Luke 13:10-17 Thursday 28 June 2018

Psalm: Psalm 93


Background

Luke’s Gospel, from the beginning, helps the reader to understand that Jesus is Jewish. While the Gospel can be seen as ‘Gentile-friendly’ it embraces Jesus’ Jewish heritage. In this passage we find Jesus teaching in a synagogue on the Sabbath, in line with Jewish tradition. There is conflict between Jesus and some Jewish leaders, but this is from within the tradition as Luke’s Gospel makes clear. 

At the centre of this passage is a healing that demonstrates Jesus’ power and compassion. The healing of this woman exemplifies the kingdom of God as declared and embodied in Jesus’ ministry. This is a miracle that tells us something about God.

The synagogue leader was not happy because Jesus had broken the laws by healing on the Sabbath; the seventh day was set aside by God for Israel's rest, and work was prohibited on the Sabbath.

Jesus responded, not with a rejection of the Torah (Jewish law) rulings about the Sabbath, rather he argues from genuine allowances of restricted kinds of ‘work’ on the Sabbath (verse 15). These kinds of discussions were common in Jewish dialogue regarding the Sabbath. Then Jesus argued for healing on the Sabbath based on the great worth of the woman as "a daughter of Abraham" (v. 16) and the appropriateness of healing on the Sabbath. What better day to heal (bring freedom) than on the Sabbath?

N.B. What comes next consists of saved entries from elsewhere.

Issue #2113, opened 2024-09-08
Autohide animation does not work on wayland


stefonarch:
Stumbled upon this by reading https://github.com/labwc/labwc/issues/2129

##### Expected Behavior

There is an animation
##### Current Behavior

Panel appears and disappears
##### Possible Solution

Probably hard. Greying out the option if on wayland?

* LXQt Version: 2.0, git

tsujan:
> Greying out the option if on wayland?

If we continue to do that with options that don't work on Wayland, we might lose track and forget to enable them when a solution is made possible.

stefonarch:
Right :)

Btw dropdown terminal has the same issue, I remember it had an animation under X11.

tsujan:
> Btw dropdown terminal has the same issue,

No, it doesn't have animation. Some WMs (like KWin) can animate windows under specific circumstances. For example, I'd added a nice slide-in/out animation to LXQt notifications under LXQt+kwin_x11.

marcusbritanicus:
@tsujan @stefonarch Since it's a layer-shell-surface, normal animations may not work. What you need to animate (at least in the panel) is the layer-surface's margin. Of course, we can play with the height as well.

tsujan:
This isn't a priority, IMHO, although it should have been reported.

tsujan:
Animation aside, auto-hiding on overlapping don't work fine under kwin_wayland, which is the only place where it *should* work. I found and fixed all of its issues, such that now it works with kwin_wayland as it does with X11 (except for animation, of course). Will make a PR soon.

marcusbritanicus:
Isn't animation easy to do? Atleast if we are operating with the a few assumptions...

By default, we set the margins to (l: 0, t: 0, r:0, b:0). For animations (top panel), while showing the panel set the margins to  (l: 0, t: -panelHeight, r: 0, b: 0) at the beginning, and then use QVariantAnimation to change it as you want. The reverse of this process will be the hiding part.

Of course, this becomes complicated when there are two or more panels for a given edge - but let's not discuss that at the moment.

marcusbritanicus:
> Animation aside, auto-hiding on overlapping doesn't work fine under kwin_wayland, which is the only place where it should work.

I have added auto-hide support for DesQ Panel, and it works quite well. I do not see why it's a problem. It requires support from the compositor side, of course, for perfect auto-hiding. 

[...]

PR #2164, opened 2024-11-06
Made auto-hiding on overlapping work under kwin_wayland

tsujan:
First, the method `LXQtWMBackend_KWinWayland::isAreaOverlapped()` needed enhancements.

Second, `QVariantAnimation` is used to set appropriate negative margins and have animation with auto-hiding. The animation is exactly like in X11.

NOTE: I'm not sure that negative margins work under other Wayland compositors, but for now, auto-hiding on overlapping can't work with them. KWin wins again ;)

Closes https://github.com/lxqt/lxqt-panel/issues/2113

### DIFF
--- a/panel/lxqtpanel.cpp
+++ b/panel/lxqtpanel.cpp
@@ -323,7 +323,10 @@ LXQtPanel::LXQtPanel(const QString &configGroup, LXQt::Settings *settings, QWidg
     {
         if (mHidable && mHideOnOverlap
             // when a window is moved, resized, shaded, or minimized
-            && (prop == int(LXQtTaskBarWindowProperty::Geometry) || prop == int(LXQtTaskBarWindowProperty::State)))
+            && (prop == int(LXQtTaskBarWindowProperty::Geometry)
+                || prop == int(LXQtTaskBarWindowProperty::State)
+                // on Wayland, workspace change is not seen as geometry change
+                || (mLayerWindow && prop == int(LXQtTaskBarWindowProperty::Workspace))))
         {
             if (!mHidden)
             {
--- a/panel/lxqtpanel.cpp
+++ b/panel/lxqtpanel.cpp
@@ -696,29 +696,40 @@ void LXQtPanel::setPanelGeometry(bool animate)
             {
                 mWAnimation = new QVariantAnimation(this);
                 mWAnimation->setEasingCurve(QEasingCurve::Linear);
+                mWAnimation->setStartValue(static_cast<qreal>(0));
+                mWAnimation->setEndValue(static_cast<qreal>(1));
                 connect(mWAnimation, &QVariantAnimation::finished, this, [this] {
                     if (mHidden)
+                    {
                         setMargins();
+                        // "setWindowOpacity()" does not work on Wayland
+                        if (!mVisibleMargin)
+                            LXQtPanelWidget->setVisible(false);
+                    }
                 });
                 connect(mWAnimation, &QVariantAnimation::valueChanged, this,
                         [this] (const QVariant &value) {
                     QMargins margins = layerWindowMargins();
                     QMarginsF m((mWAnimation->endValue().toReal() - value.toReal())
-                                * mLayerWindow->margins().toMarginsF() / 100
-                                + value.toReal() * margins.toMarginsF() / 100);
+                                * mLayerWindow->margins().toMarginsF()
+                                + value.toReal() * margins.toMarginsF());
                     mLayerWindow->setMargins(m.toMargins());
                     windowHandle()->requestUpdate();
                 });
             }
             mWAnimation->setDuration(mAnimationTime);
-            mWAnimation->setStartValue(static_cast<qreal>(0));
-            mWAnimation->setEndValue(static_cast<qreal>(100));
             if (!mHidden)
+            {
                 setMargins();
+                if (!mVisibleMargin)
+                    LXQtPanelWidget->setVisible(true);
+            }
             mWAnimation->start();
         }
         else
         {
+            if (!mVisibleMargin)
+                LXQtPanelWidget->setVisible(!mHidden);
             setMargins();
             mLayerWindow->setMargins(layerWindowMargins());
             windowHandle()->requestUpdate();
--- a/panel/lxqtpanel.cpp
+++ b/panel/lxqtpanel.cpp
@@ -146,6 +146,7 @@ LXQtPanel::LXQtPanel(const QString &configGroup, LXQt::Settings *settings, QWidg
     mAnimationTime(0),
     mReserveSpace(true),
     mAnimation(nullptr),
+    mWAnimation(nullptr),
     mLayerWindow(nullptr),
     mLockPanel(false)
 {
@@ -313,6 +314,8 @@ LXQtPanel::LXQtPanel(const QString &configGroup, LXQt::Settings *settings, QWidg
             }
             else if (!isPanelOverlapped())
                 mShowDelayTimer.start();
+            else
+                mShowDelayTimer.stop(); // workspace may be changed and restored quickly
        }
     });
     connect(wmBackend, &ILXQtAbstractWMInterface::windowPropertyChanged,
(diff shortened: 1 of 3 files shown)


tsujan:
@stefonarch 
I have it under kwin_wayland, and it works fine. Please test it under other compositors, but note that auto-hiding *on overlapping* can't work with them, because overlapping is only detected by the kwin_wayland backend; just test if the animation works.

tsujan:
Oh, I forgot to say that I tested it only for the bottom panel ;)

marcusbritanicus:
> I'm not sure that negative margins work under other Wayland compositors

It works on sway and wayfire - I have tested it on wayfire, few others have reported that negative margins work on sway.

> auto-hiding on overlapping can't work with them. KWin wins again

Indeed. KWin will be the only compositor that supports this feature, and that status is unlikely to change for quite a while.

tsujan:
> It works on sway and wayfire

Very good! Thanks for the info! I think it should work with labwc too.

> ... and that status is unlikely to change for quite a while.

Auto-hiding on overlapping is a nice feature, but its lack isn't a disaster ;)

KWin already had several advantages; now this one is added to them.

tsujan:
@marcusbritanicus 
Wow, you may not believe me, but I hadn't seen your comment at https://github.com/lxqt/lxqt-panel/issues/2113#issuecomment-2458849007 — I saw only the comment below it. Very interesting that we came to the same conclusion.

marcusbritanicus:
> @marcusbritanicus Wow, you may not believe me, but I hadn't seen your comment at [#2113 (comment)](https://github.com/lxqt/lxqt-panel/issues/2113#issuecomment-2458849007) — I saw only the comment below it. Very interesting that we came to the same conclusion.

@tsujan Great minds think alike :wink:

tsujan:
> What doesn't make sense is the option "reserve space"

Good observation! It's intentional.

I have no idea why it was used with an auto-hiding panel in X11 — perhaps because X11 could be without a compositor — but it didn't work with a negative layer margin on Wayland; instead, it made windows to move by a few pixels on showing/hiding the panel. So, I removed it from Wayland. See the code comment that says, "// NOTE: For some reason,..."

Another thing that you may have observed is that the "hidden" panel is visible like a very thin rectangle. That's because Qt can't set the window opacity under Wayland.

tsujan:
Merging for more tests by git users?

stefonarch:
So "reserve space" should be deactivated if "autohide" is set.

tsujan:
> So "reserve space" should be deactivated if "autohide" is set.

It reserves 4 pixels in X11. Why we have it for an auto-hiding panel, I don't know. IMO, it's better to remove it. But it needs to be discussed, and if all agree, it should be removed in another PR.

> and disabling the "overlapping" option if not on Kwin or X11 would be fine.

We don't know will happen. But I agree with @marcusbritanicus that it won't happen soon in any other compositor. Again, we need to discuss it, and it needs another PR.

stefonarch:
"reserving space"=number of pixel of panel height, and that is not reserved when the panel is shown, so it should be greyed out. It works as exclusive zone if no autohide is used.

tsujan:
> "reserving space"=number of pixel of panel height

It's 4 px with auto-hiding, whether the panel is shown or not shown or not, in X11 too.

No graying out of anything in _this_ PR ;)

tsujan:
If something is going to be disabled in another PR, it's this: the reserve box if auto-hiding is checked and only on Wayland.

Overlapping shouldn't be disabled based on the compositor. We already have an ugly instance of compositor check, which was inevitable; adding another instance would start a mess in the code. At most, a tooltip could be added in another PR.

panel/lxqtpanel.cpp
```diff
@@ -660,17 +684,47 @@ void LXQtPanel::setPanelGeometry(bool animate)
...
+                    QMargins margins = layerWindowMargins();
+                    QMarginsF m((mWAnimation->endValue().toReal() - value.toReal())
+                                * mLayerWindow->margins().toMarginsF() / 100
+                                + value.toReal() * margins.toMarginsF() / 100);
+                    mLayerWindow->setMargins(m.toMargins());
+                    windowHandle()->requestUpdate();
+                });
+            }
+            mWAnimation->setDuration(mAnimationTime);
+            mWAnimation->setStartValue(static_cast<qreal>(0));
```
palinek, line 714: Possible enhancements, IMO:
- call `setStartValue` & `setEndValue` only once (after the object creation)
- change `endValue` to 1.0 , then we can avoid the "expensive" division by 100 in logic for `valueChanged` signal

```diff
$ git diff
diff --git a/panel/lxqtpanel.cpp b/panel/lxqtpanel.cpp
index d0320673..6620fd4a 100644
--- a/panel/lxqtpanel.cpp
+++ b/panel/lxqtpanel.cpp
@@ -696,6 +696,8 @@ void LXQtPanel::setPanelGeometry(bool animate)
             {
                 mWAnimation = new QVariantAnimation(this);
                 mWAnimation->setEasingCurve(QEasingCurve::Linear);
+                mWAnimation->setStartValue(static_cast<qreal>(0));
+                mWAnimation->setEndValue(static_cast<qreal>(1));
                 connect(mWAnimation, &QVariantAnimation::finished, this, [this] {
                     if (mHidden)
                         setMargins();
@@ -704,15 +706,13 @@ void LXQtPanel::setPanelGeometry(bool animate)
                         [this] (const QVariant &value) {
                     QMargins margins = layerWindowMargins();
                     QMarginsF m((mWAnimation->endValue().toReal() - value.toReal())
-                                * mLayerWindow->margins().toMarginsF() / 100
-                                + value.toReal() * margins.toMarginsF() / 100);
+                                * mLayerWindow->margins().toMarginsF()
+                                + value.toReal() * margins.toMarginsF());
                     mLayerWindow->setMargins(m.toMargins());
                     windowHandle()->requestUpdate();
                 });
             }
             mWAnimation->setDuration(mAnimationTime);
-            mWAnimation->setStartValue(static_cast<qreal>(0));
-            mWAnimation->setEndValue(static_cast<qreal>(100));
             if (!mHidden)
                 setMargins();
             mWAnimation->start();
```

tsujan: Good points.

I wanted to add a commit for another change but will also put your suggestion into it.

tsujan:
Now the setting about margin visibility works too, and a case specific to Wayland is taken into account.

stefonarch:
> Now the setting about margin visibility works too

Confirming. Although it looks like all default panels are half translucent on every compositor on Wayland, if no background color is set so the margin is hardly visible with default settings.
immagine

palinek (approved):
My humble testing went OK. GTM

tsujan:
Let's first decide https://github.com/lxqt/lxqt-panel/pull/2166 because, if approved, it might need a point release.

tsujan:
The only "issue" is that KWin's blur effect (applied by Kvanum) isn't updated for the tiny margin of a hidden panel. But it's a small bug in KWin and not a big deal; 99% of users don't see it either.

marcusbritanicus:
> That's because Qt can't set the window opacity under Wayland.

Qt can set window opacity on wayland. I have a transparent panel and others (like terminal, dropdown, and even a file manager :laughing:) It is highly unlikely that a "compositor" does not support opacity.

> Overlapping shouldn't be disabled based on the compositor. We already have an ugly instance of compositor check, which was inevitable; adding another instance would start a mess in the code.

Seconded. We should simply wait for some uniform protocol to develop. Until then, we call it a side-effect of wayland and march-on.

tsujan:
> Qt can set window opacity on wayland.

No, I meant `setWindowOpacity()`; otherwise, Wayland likes translucency — most of my windows are made translucent by the Kvantum widget style ;)

marcusbritanicus:
Ah! That was something I gave up a long time ago - I always had compositing issues when I used it. But still, a widget can make itself translucent on wayland with a combination of `QGraphicsOpacityEffect` and little override of `paintEvent(...)`

Issue #2173, opened 2024-11-22
Regression in desktop switcher not showing the correct desktop


ssipos90:
##### Expected Behavior

The desktop switcher should reflect the current desktop.

##### Current Behavior

Since upgrading to version 2.1.1, the desktop switcher is wonky and doesn't reflect the current desktop in all situations, especially when moving away from an empty desktop. It seems that something's off with the dynamic desktops detection that i3wm uses.

Made a short video using screenkey showing the behaviour:
https://github.com/user-attachments/assets/55860edc-aabd-4985-9490-1299b40f32b9

##### Possible Solution
This is a regression, as it worked up until and including 2.0.1. 

##### Steps to Reproduce (for bugs)
I think it's enough to have i3wm declare more than 5 desktops.

##### System Information
* WM: i3wm
* LXQt Version: 2.1.0
* LXQt Panel version: 2.1.1
* Distribution & Version: Manjaro up to date
* Qt Version: 5.15.15
* liblxqt Version: 2.1.0-1

stefonarch:
I never used i3, only sway sometimes. But I think I can confirm this issue. I see that I can only create one empty workspace. If I open an app on 1, another on 2 and then create 3 and open an app there  and close the one on 2 when cycling the workspaces  the switcher show only 1 2 and not 1 2 3.

There was a refactoring needed for wayland plugins, probably something has changed, other WM are fine.
@gfgit any idea?

tsujan:
> But I think I can confirm this issue

What about other X11 WM? Do they show this problem?

tsujan:
> other WM are fine.

But we don't treat WMs separately; we use KF6 for all. How can this be a new issue?

stefonarch:
Afaik no other WM uses dinamic workspaces. I can't see this issue in openbox or xfwm4.
@ssipos90 How can I declare 5 workspaces?

tsujan:
What I wanted to know is just this: Did our switcher worked fine with *dynamic workspaces* before? If the answer is "yes", it gives motivation (to me, for example) for checking whether there's a real difference between our new and old X11 codes, because the last time I checked, there wasn't.

tsujan:
After a quick comparison, I found a regression:  the function `DesktopSwitch::onDesktopNamesChanged()` is never called, because we missed a connection to `KX11Extras::desktopNamesChanged` in `lxqtwmbackend_x11.cpp`.

[...]

PR #2174, opened 2024-11-22
Fixed changing of desktop names under X11

tsujan:
This fixes a regression.


tsujan:
@stefonarch 
Never mind! https://github.com/lxqt/lxqt-panel/issues/2173 has been solved.

If you find time, you could still change desktop names *(after setting "Desktop labels" to "Names")* in a WM that we supported previously and see if it's applied on the fly with this patch. If you don't have time, just tell me to merge this because it's very simple.

Issue #2177, opened 2024-11-24
non-latin keyboard layouts do not work in search query (wayland)


Bluey26:
##### Expected Behavior

Search query in the menu should bring no results when you use another layout(no valid results).

##### Current Behavior

The search query is not possible, for some reason.

##### Possible Solution

Not sure, maybe the search query is set to only support latin characters.

##### Steps to Reproduce (for bugs)

0. Log-in into a wayland session(i used labwc)
1. Change your keyboard layout to one language that has different alphabet than english or romance languages (i.e. russian,greek,chinese,etc.)
2. Try to search for a program using Fancy menu. This search should be done with one of those layouts.
3. The menu goes off (as when you unfocus it) and there is no search, unless you use latin alphabet
4. Try the same in "Application menu (mainmenu)", same behavior

##### Context

By chance i had another keyboard layout activated and was searching in the menu query as usual, and i found that the menu unfocus when you do this.

This may collide with those users who have a different locale rather than english or romance, because they will not be able to search. This is in the supposed case that the person does not speak english (and that its language is set to other).

Happened to me both in wayland(labwc) ~~and i also tried it into a nested X11 session(xephyr). Both cases were tried with both menus(fancymenu and vanilla one).~~

**Update:** I logged-in into a X11 session and this works, so it seems to be a wayland issue.

This is not something that i would use, but it may be a barrier for other users.

##### System Information

* LXQt Version: 2.1
* Distribution & Version: Archlinux
* Qt Version: 6.8.0
* liblxqt Version: 2.1.0

tsujan:
Confirming, under kwin_wayland.

I set the keyboard to Esperanto and typed "ŝ"; Fancy Menu disappeared. Then I came back to English and pasted "ŝ"; Fancy Menu was there and just showed an empty result, as expected.

@Bluey26 
Since you reported it, you have a hard job to do:

 1. Please go to X11 and see if it happens there too; and
 2. Check if it also happens with the Main Menu.

tsujan:
> I logged-in into a X11 session and this works, so it seems to be a wayland issue.

Oh, sorry, I didn't see this.

> Try the same in "Application menu (mainmenu)", same behavior

And this.

So, it's a Wayland problem. Very strange!

Bluey26:
Yes, i was dubious about the nested X11 result to i've logged into X11(openbox). There the query works as expected in both menus.

I can confirm that pasting an special character while in english layout works in X11 and strangely works in Wayland

[...]

PR #2178, opened 2024-11-24
Take into account an empty shortcut in Fancy/Main Menu

tsujan:
This is especially relevant under Wayland and fixes https://github.com/lxqt/lxqt-panel/issues/2177

### DIFF
--- a/plugin-mainmenu/lxqtmainmenu.cpp
+++ b/plugin-mainmenu/lxqtmainmenu.cpp
@@ -653,6 +653,10 @@ bool LXQtMainMenu::eventFilter(QObject *obj, QEvent *event)
     {
         if(event->type() == QEvent::KeyRelease)
         {
+            if (mShortcutSeq.isEmpty())
+            {
+                return false;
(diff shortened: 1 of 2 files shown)


tsujan:
It's elementary; merging....

plugin-mainmenu/lxqtmainmenu.cpp
```diff
@@ -653,6 +653,10 @@ bool LXQtMainMenu::eventFilter(QObject *obj, QEvent *event)
     {
         if(event->type() == QEvent::KeyRelease)
         {
+            if (mShortcutSeq.isEmpty())
```
palinek, line 656: I'm afraid, with this the "first letter" navigation in menus feature is forbidden, when the shortcut is missing/failed.

tsujan: Thanks! You're completely right. I didn't pay attention to what came below those lines, in the case of Main Menu; will fix it soon.

Issue #2073, opened 2024-06-17
Settings not applied for dual monitor setup under wayland


stefonarch:
The configuration shows all options for positioning, but only the resolution is applied and the panel stays on the first monitor. Desktop has the same issue as can be seen here (note: the screenshot shows what can be seen on the main monitor).

![immagine](https://github.com/lxqt/lxqt-panel/assets/10681413/ed26e2c9-9907-4271-a159-2e45ad3a0702)

If changing the monitor where it should appear and restarting the panel it will apply the setting correctly.

##### Expected Behavior

Apply setting on the fly
##### Current Behavior

Restarting is needed under wayland.
1. Assign a monitor to  a panel in a dual monitor setup
2. See dimension changed but not placement
3. Restart panel module

                 
* LXQt Version: 2.0

tsujan:
As Qt can't get window positions under Wayland, it can't get screen positions either. Nothing can be done about this with Qt methods unless Qt-Wayland devs enhance them.

stefonarch:
The panel gets positioned by anchors with layer-shell-qt - the _only_ issue here is that a panel restart is needed to apply settings.

stefonarch:
This happens also when adding a new panel on monitor2: it appears on monitor 1, and will be moved only to monitor 2 when restarting the panel module. So it looks just impossible to add a panel on a second monitor if this it not known or fixed. 

Same when disconnecting a monitor: its panel disappears and will be moved to the remaining monitor only after restarting panel or session.

marcusbritanicus:
> As Qt can't get window positions under Wayland, it can't get screen positions either. Nothing can be done about this with Qt methods unless Qt-Wayland devs enhance them.

Qt also cannot do anything about this. This information needs to be given by the compositor. But wayland is built for security and so compositors are not required to share with you the available geometry or window positions. So, Qt will not get this information from anywhere.

> The panel gets positioned by anchors with layer-shell-qt - the _only_ issue here is that a panel restart is needed to apply settings.

If I am correct, I think all layer-shell-qt can be applied without explicit restart. Which setting exactly is causing the problem?

stefonarch:
As I said: the new panel knows well about it's resolution (the one from the second monitor) but can't position itself there without restarting. The setting would be `desktop=1`  in panel.conf under [panel _id_] for a new panel on the second monitor.

Restart automatically panel process when adding or moving a panel under wayland   would be enough. On monitor disconnect/connect the same.

[...]

PR #2181, opened 2024-11-26
Fixed three bugs with multi-screen setups on Wayland

tsujan:
This patch fixes three issues on Wayland:

 * First, if a new panel was added to another screen, it wouldn't be positioned on that screen without a module restart; i.e., an on-the-fly screen positioning was impossible.
 * Second, if the screen of a panel was removed and added again, that panel wouldn't be shown without a module restart.
 * Finally, if the screen of a panel was removed, it wouldn't be moved to an existing screen without a module restart.

Closes https://github.com/lxqt/lxqt-panel/issues/2073

### DIFF
--- a/panel/lxqtpanel.cpp
+++ b/panel/lxqtpanel.cpp
@@ -688,9 +688,20 @@ void LXQtPanel::setPanelGeometry(bool animate)
     }
 
     if (!mHidden || !mGeometry.isValid()) mGeometry = rect;
-    if(mLayerWindow)
+    if (mLayerWindow)
     {
         // NOTE: On Wayland, QVariantAnimation is used to set appropriate negative margins.
+        auto screen = screens.at(mActualScreenNum);
+        if (screen != windowHandle()->screen())
+        {
+            // WARNING: An already visible window is not shown on a new screen under Wayland.
+            if (isVisible())
+            {
+                hide();
+                QTimer::singleShot(0, this, &QWidget::show);
+            }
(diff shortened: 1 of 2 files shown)


tsujan:
I've tested this patch with LXQt+kwin_wayland. IMO, it should be in the next point release.

Currently, I seem to be the only LXQt member that can have a multi-screen setup under Wayland. Hence not requesting a review.

@Bluey26
I've seen your good reports and tests. If you can set up a multi-screen session **easily**, please test this; if not, never mind; I've tested it several times.

Bluey26:
Unfortunately i only have one monitor, i think i will not be able to test it, sorry!

tsujan:
Thanks for your reply, and no need to be sorry :) You've already helped LXQt a lot.

stefonarch:
I can test tomorrow.

stefonarch (commented):
Looks working fine, but tested only briefly with Hyprland. Removing the output (disconnect) it's panels won't be moved to the remaining screen, only when the panel is restarted.

tsujan:
> Removing the output (disconnect) its panels won't be moved to the remaining screen

It shouldn't according the original code, and this PR isn't about that.

tsujan:
You have great expectations about this PR ;) I'll see if there's a short way of doing it here.

tsujan:
Done. It made the patch a little simpler too.

stefonarch:
Cool, will test tomorrow (really tomorrow).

This is a story about the role and function of our religious traditions, about what could and should be practised on the Sabbath or who is allowed within the walls of our synagogues and religious communities.


To Ponder

  • This is a story about community. What kind of community do you want to be a part of?
  • In what ways are people excluded from our communities today? Where can you bring a message of freedom?